While Pep Guardiola was instructing his players to go all-out attack, Di Matteo insisted on a disciplined defensive display, as Chelsea were playing without a recognised centre back. No margin for error or silly mistakes, they had to keep their concentration. Unfortunately, another experienced campaigner, this time in the form of Didier Drogba lost his cool and tripped Fabregas inside the penalty area. There was minimal contact, but deemed sufficient by the assistant, who voiced his opinion to the referee. Up stepped Messi, who was yet to find the net against Chelsea. Having scored 63 times this season, the odds were stacked in his favour, and all the football supporters were ready with their “I told you so” comments which gave Chelsea zero chance of qualifying. However, the football gods which I mentioned earlier once again favoured Chelsea as the Argentine forward who is widely regarded as one the greatest way of all time, slammed the ball onto the crossbar. Perhaps the atmosphere and pressure got to him, perhaps the adrenaline of finally scoring against Chelsea overpowered him, but nonetheless the score remained intact.

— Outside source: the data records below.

PR #4105, opened 2024-10-14
Implement async callback for Android mediacodec

trengginas:
This is the current pattern for encoding/decoding using Android media codec:
1. check the input buffer availability
2. once an input buffer is available, input the data to encode/decode
3. check the output buffer availability
4. once the output buffer is available, it is the encoded/decoded data

Issues related to this pattern/when using polling:
1. We are using polling when checking the input/output buffer availability. This is necessary because the API won't block to wait for the buffer to be available.
2. A supply to input buffer doesn't always produce from the output buffer. Sometimes it needs to be fed more than one input buffer before the output is available, so it might waste some polling time/no guarantee of an output.
3. When the poll returns error, the codec might need to be restarted ([ref](https://github.com/pjsip/pjproject/blob/34500899bfc46d8c2660198984dbb3f127262ca3/pjmedia/src/pjmedia-codec/and_vid_mediacodec.cpp#L1250)). However, there are instances where this doesn't resolve the issue, and the codec fails to recover even after being re-created. 

This patch will use an async callback to the implementation.
1. Set new_input_buffer_avail() and new_output_buffer_avail() callback.
2. The callback will notify the index of the input/output buffer available to use. The buffer information will be stored in an atomic queue.
4. The encode/decode process will only use the buffer information provided from the callback on the queue.
5. This will eliminate the polling requirements.

Notes:
- The patch will use the atomic queue from `oboe_dev.cpp`
- The async callback is supported for Android API level 28 and later.
- There's noticeable lag/delay when using the Android MediaCodec backend. Unfortunately, this patch doesn't address the issue.
- To completely avoid the lag/delay issue, you can use an alternative video codec backend, such as OpenH264. This solution is also applicable to older devices.


pjmedia/include/pjmedia/atomic_queue.hpp
```diff
@@ -0,0 +1,81 @@
...
+     */
+    bool inc_ptr_read_if_not_yet(unsigned old_ptr);
+
+    /* Increment write pointer */
+    unsigned inc_ptr_write(unsigned old_ptr);
+
+    AtomicQueue() {}
+};
+
+#endif
```
nanangizz, line 81: - Headers in `include` dir are meant to be public API, so by convention it should use a specific prefix such as `pj` or `pjmedia`.
- If this is public API, IMO, the interface better uses C (as used by the rest), e.g: `pj_atomic_queue`, and perhaps part of PJLIB instead of PJMEDIA, note that the implementation can still use C++.

pjlib/include/pj/atomic_queue.h
```diff
@@ -0,0 +1,81 @@
...
+     */
+    bool inc_ptr_read_if_not_yet(unsigned old_ptr);
+
+    /* Increment write pointer */
+    unsigned inc_ptr_write(unsigned old_ptr);
+
+    pj_atomic_queue() {}
+};
+
+#endif
```
nanangizz, line 81: This is definitely still C++ (with C naming style :)
Please check `ioqueue_symbian.cpp` which use `ioqueue.h`.

pjlib/src/pj/atomic_queue.cpp
```diff
@@ -0,0 +1,99 @@
...
+ * along with this program; if not, write to the Free Software
+ * Foundation, Inc., 59 Temple Place, Suite 330, Boston, MA  02111-1307  USA
+ */
+#include <pj/assert.h>
+#include <pj/atomic_queue.h>
+#include <pj/string.h>
+
+#if defined(PJ_ANDROID) && PJ_ANDROID != 0
+
+//#include <android/log.h>
```
nanangizz, line 24: For tracing purpose, perhaps it can use the usual approach, e.g: using PJLIB log (instead of Android), tracing is by default disabled.

nanangizz (approved):

pjlib/include/pj/atomic_queue.h
```diff
@@ -0,0 +1,93 @@
...
+
+PJ_BEGIN_DECL
+
+/* Atomic queue (ring buffer) for single consumer & single producer.
+ *
+ * Producer invokes 'pj_atomic_queue_put(item)' to put an item to the back of
+ * the queue.
+ * Consumer invokes 'pj_atomic_queue_get(item)' to get an item from the head of
+ * the queue.
+ */
```
nanangizz, line 36: This does not seem to be part of the docs?
Note that the "single consumer & single producer" condition needs to be explicitly specified in the docs.

pjlib/src/pj/atomic_queue.cpp
```diff
@@ -0,0 +1,181 @@
...
+ * For producer, there is write pointer 'ptrWrite' that will be incremented
+ * every time a item is queued to the back of the queue. If the queue is
+ * almost full (the write pointer is right before the read pointer) the
+ * producer will forcefully discard the oldest item in the head of the
+ * queue by incrementing read pointer.
+ */
+PJ_DEF(pj_status_t) pj_atomic_queue_put(pj_atomic_queue_t *atomic_queue,
+                                        void *item)
+{
+    PJ_ASSERT_RETURN(atomic_queue && atomic_queue->aQ, PJ_EINVAL);
```
nanangizz, line 163: Check `item` too?
Also below.

pjlib/src/pj/atomic_queue.cpp
```diff
@@ -0,0 +1,181 @@
...
+    AtomicQueue    *aQ;
+};
+
+PJ_DEF(pj_status_t) pj_atomic_queue_create(pj_pool_t *pool,
+                                           unsigned max_item_cnt,
+                                           unsigned item_size,
+                                           const char* name,
+                                           pj_atomic_queue_t **atomic_queue)
+{
+    pj_atomic_queue_t *aqueue;
```
nanangizz, line 138: Add pre-verification/`PJ_ASSERT_RETURN()`?
Also below.

nanangizz (approved):

pjlib/include/pj/atomic_queue.h
```diff
@@ -0,0 +1,95 @@
...
+ * Destroy the Atomic Queue.
+ *
+ * @param atomic_queue  The Atomic Queue to be destroyed.
+ *
+ * @return              PJ_SUCCESS if success.
+ */
+PJ_DECL(pj_status_t) pj_atomic_queue_destroy(pj_atomic_queue_t *atomic_queue);
+
+/**
+ * Put a item to the back of the queue. If the queue is almost full
```
sauwming, line 67: an item.

What does "almost" full mean?

pjlib/src/pj/atomic_queue.cpp
```diff
@@ -0,0 +1,183 @@
...
+    /**
+     * Destructor
+     */
+    ~AtomicQueue()
+    {
+        delete [] buffer;
+    }
+
+    /**
+     * Get a item from the head of the queue
```
sauwming, line 56: an item.
Also below.

pjlib/src/pj/atomic_queue.cpp
```diff
@@ -0,0 +1,183 @@
...
+                ptrRead(0),
+                buffer(NULL),
+                name_(name)
+    {
+        buffer = new char[maxItemCnt_ * itemSize_];
+
+        /* Surpress warning when debugging log is disabled */
+        PJ_UNUSED_ARG(name_);
+
+        // PJ_LOG(5, (name_, "Created AtomicQueue: maxItemCnt=%d itemSize=%d",
```
sauwming, line 43: Rather than comment it, better disable it as @nanangizz suggested, such as using macro TRACE, so we can easily enable it when logging is needed.

sauwming (commented):
Also add in the PR description as to why this PR is needed, e.g. is there any performance issue with the current polling approach?
If yes, does using atomic queue manage to improve performance/reduce video lags (especially when compared to using other codec backend such as OpenH264)?

trengginas:
> Also add in the PR description as to why this PR is needed, e.g. is there any performance issue with the current polling approach? If yes, does using atomic queue manage to improve performance/reduce video lags (especially when compared to using other codec backend such as OpenH264)?

Unfortunately, the lag/delay issue still noticeable.
Tested scenario:
- Using the configuration specified [here](https://source.android.com/docs/core/media/low-latency-media)
- Using hw codec

sauwming (approved):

Messi missed the crucial penalty. Credit- UEFA

The game continued in the same fashion as it had in the previous 140 minutes. Barcelona kept knocking on the door, but Chelsea’s stubborn defence refused to let him get breached. Cuenca forced an acrobatic save from Cech, and so did Mascherano. Ivanovic was presented with a rare Chelsea opportunity from a corner, but headed wide. A fantastic and controlled defensive display often made us forget that we played the majority of the game one man down. While it was within touching distance for the Chelsea players, their hearts were almost broken when Sanchez placed the ball into the corner of the net- only for Dani Alves, who passed it to him, being flagged offside. Messi nearly made up for his penalty miss in the final 10 minutes as he struck the post from 20 yards out. Upon closer observation, it was evident that Cech had in fact got a fingertip to it, which otherwise would have resulted in the hosts’ third of the evening.

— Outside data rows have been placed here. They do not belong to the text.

PR #4107, opened 2024-10-17
Assertion in sending BYE after transaction timeout

nanangizz:
When a request within dialog gets timeout, the invite session will terminate the session, and in the attempt of sending BYE, an assertion is raised:
```
src/pjsip-ua/sip_inv.c:287: pjsip_inv_add_ref: Assertion `inv && inv->ref_cnt' failed.
```
with call stack:
```
pjsip_inv_add_ref()
pjsip_inv_send_msg()
handle_uac_tsx_response()
mod_inv_on_tsx_state()
pjsip_dlg_on_tsx_state()
tsx_set_state()
tsx_on_state_calling()
tsx_timer_callback()
pj_timer_heap_poll()
```

After investigation, the transaction timeout handler in the invite sesion shift the invite sesion state to DISCONNECTED before sending BYE. The DISCONNECTED state will decrement the reference counter and may destroy the invite session.

The transaction timeout handler code is actually quite old, it did not raise an assertion because the invite session destructor is not as complex as now (basically it was only decrementing the dialog's session counter, code [here](https://github.com/pjsip/pjproject/blob/0b4c57b8de7e782fe4c18849f3511460cb84ab34/pjsip/src/pjsip-ua/sip_inv.c#L218-L228)).

### DIFF
--- a/pjsip/src/pjsip-ua/sip_inv.c
+++ b/pjsip/src/pjsip-ua/sip_inv.c
@@ -4673,6 +4673,10 @@ static pj_bool_t handle_uac_tsx_response(pjsip_inv_session *inv,
         /* Send BYE */
         status = pjsip_dlg_create_request(inv->dlg, pjsip_get_bye_method(), 
                                           -1, &bye);
+        if (status == PJ_SUCCESS && tsx->status_text.slen) {
+            status = add_reason_warning_hdr(bye, tsx->status_code,
+                                            &tsx->status_text);
+        }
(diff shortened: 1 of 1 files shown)


sauwming (approved):

trengginas (approved):

TheQue42:
Would you mind adding a Reason header to the BYE, so that its easier to detect why it was triggered?

TheQue42:
Thanks for a quick fix :-)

Barcelona were now desperate, and it resulted in few rare erroneous moments from the ever reliable midfield players such as Xavi, Iniesta and Busquets. As the clock struck 90, they had thrown everyone front in an attempt to get a goal from somewhere. They were, in poker terms, all in. However, following a block and clearance by Cole, who was one of the best players in the night, saw the ball fall to the feet of substitute Torres, with nothing but 60 yards of space, and Valdes between him and ensuring a trip to Munich. The Spanish striker who held a prolific record of scoring against the Catalonians at his time in Atletico Madrid, made no mistake as he skipped past Valdes and tapped the ball into the gaping, empty net. The travelling fans went absolutely berserk, and the coaching staff all ran onto the pitch in celebration. In what was effectively the last kick of the game, Torres sent every Chelsea fan all around the world into jubilation, as his goal guaranteed the Blues a spot in the final in Munich.

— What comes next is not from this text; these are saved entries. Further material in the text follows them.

PR #4113, opened 2024-10-24
Fix crash on incoming TLS call with only unsupported cipher offered

Mokolea:
A null-pointer exception occurs if we get an incoming TLS/SRTP call with only cipher offered which we do not support in our PJSIP application.

The cipher which are offered are: AEAD_AES_256_GCM, AEAD_AES_256_GCM_8
We have not activated these ciphers in our app

We are using PJSIP v2.14.1 on Linux and Windows and developing with C/C++ (pjsua/pjsua2)

This is just a quick-fix right where the null-pointer exception happens
Maybe this situation has to be properly handled in a different software layer/module of PJSIP

### DIFF
--- a/pjsip/src/pjsua-lib/pjsua_call.c
+++ b/pjsip/src/pjsua-lib/pjsua_call.c
@@ -2045,7 +2045,7 @@ pj_bool_t pjsua_call_on_incoming(pjsip_rx_data *rdata)
                                       NULL);
                 }               
 
-                if (call->inv->dlg) {
+                if (call->inv && call->inv->dlg) {
                     pjsip_inv_terminate(call->inv, sip_err_code, PJ_FALSE);
                 }
                 pjsip_dlg_dec_lock(dlg);


sauwming:
Well, the check was actually removed due to Coverity warning here:
https://github.com/pjsip/pjproject/commit/dd15679ae4909063aa8dbf2d4833e8dd4b97612d#diff-38326e41666262ac676da6de5d00a2f2ef0741b5ed851d1f1fae46aded951bf1L1964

Torres after scoring the goal which ensured Chelsea’s spot in the final. Credit- CNN

The referee concluded the match shortly after Barcelona restarted the game, as Chelsea continued their celebrations late into the night- fans and players alike. This was the club’s first appearance in the Champions League final since the disappointment four years earlier at the hands of Manchester United. The rivalry in Europe between Barcelona and Chelsea continued, and the latter team had landed the latest punch. A tough task awaited Chelsea in the final though- with Ivanovic, Terry, Meireles and Ramires all suspended, and Cahill injured. Tune in next week to see how the final unfolded, as I attempt to express the emotions in words. Till then, let the words of Torres (who said this in a press conference building up to this game) ring, “The better team does not always win the game”, and sometimes, in football, some things are just meant to be.